• **Records shown**:
>>>>

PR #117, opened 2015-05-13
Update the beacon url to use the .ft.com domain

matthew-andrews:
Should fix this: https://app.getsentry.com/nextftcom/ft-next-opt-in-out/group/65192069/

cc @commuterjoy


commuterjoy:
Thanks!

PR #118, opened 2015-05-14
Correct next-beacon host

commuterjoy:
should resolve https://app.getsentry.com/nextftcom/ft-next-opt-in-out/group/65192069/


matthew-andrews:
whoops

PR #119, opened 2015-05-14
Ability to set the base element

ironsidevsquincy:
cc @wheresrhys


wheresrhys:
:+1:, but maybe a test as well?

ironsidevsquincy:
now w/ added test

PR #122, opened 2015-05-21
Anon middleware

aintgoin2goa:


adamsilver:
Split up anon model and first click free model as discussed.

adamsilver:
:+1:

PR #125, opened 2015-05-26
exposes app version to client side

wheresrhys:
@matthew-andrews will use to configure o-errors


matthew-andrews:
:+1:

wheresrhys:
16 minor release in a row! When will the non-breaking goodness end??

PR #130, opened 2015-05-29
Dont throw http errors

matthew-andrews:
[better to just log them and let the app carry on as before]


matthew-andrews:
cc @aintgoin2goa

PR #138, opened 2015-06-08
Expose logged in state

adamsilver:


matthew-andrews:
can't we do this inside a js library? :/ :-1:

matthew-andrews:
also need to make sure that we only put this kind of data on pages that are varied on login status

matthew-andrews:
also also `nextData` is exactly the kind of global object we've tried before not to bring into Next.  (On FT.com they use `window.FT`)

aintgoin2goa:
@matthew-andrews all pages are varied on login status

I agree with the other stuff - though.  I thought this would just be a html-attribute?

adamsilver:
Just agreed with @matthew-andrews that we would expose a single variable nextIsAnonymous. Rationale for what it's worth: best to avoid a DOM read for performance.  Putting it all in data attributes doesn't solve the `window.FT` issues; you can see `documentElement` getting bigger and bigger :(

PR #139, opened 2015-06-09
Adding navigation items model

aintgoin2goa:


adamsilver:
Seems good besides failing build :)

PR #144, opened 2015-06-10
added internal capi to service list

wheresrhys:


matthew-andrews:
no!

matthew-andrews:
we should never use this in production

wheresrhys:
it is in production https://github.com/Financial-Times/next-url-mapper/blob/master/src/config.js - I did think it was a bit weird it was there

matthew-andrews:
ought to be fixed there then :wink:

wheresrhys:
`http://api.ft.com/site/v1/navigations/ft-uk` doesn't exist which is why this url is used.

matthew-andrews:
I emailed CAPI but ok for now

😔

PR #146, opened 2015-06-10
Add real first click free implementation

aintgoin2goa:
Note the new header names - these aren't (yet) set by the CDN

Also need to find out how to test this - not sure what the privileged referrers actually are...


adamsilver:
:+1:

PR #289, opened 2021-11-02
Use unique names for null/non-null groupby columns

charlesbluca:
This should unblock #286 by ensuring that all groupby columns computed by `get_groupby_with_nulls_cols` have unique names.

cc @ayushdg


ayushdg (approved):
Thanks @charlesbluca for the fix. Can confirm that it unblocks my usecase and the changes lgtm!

<<<<

• **Task**: Every line that holds the word "will" should be copied from the listing.

• **Exercise result**:
@matthew-andrews will use to configure o-errors
16 minor release in a row! When will the non-breaking goodness end??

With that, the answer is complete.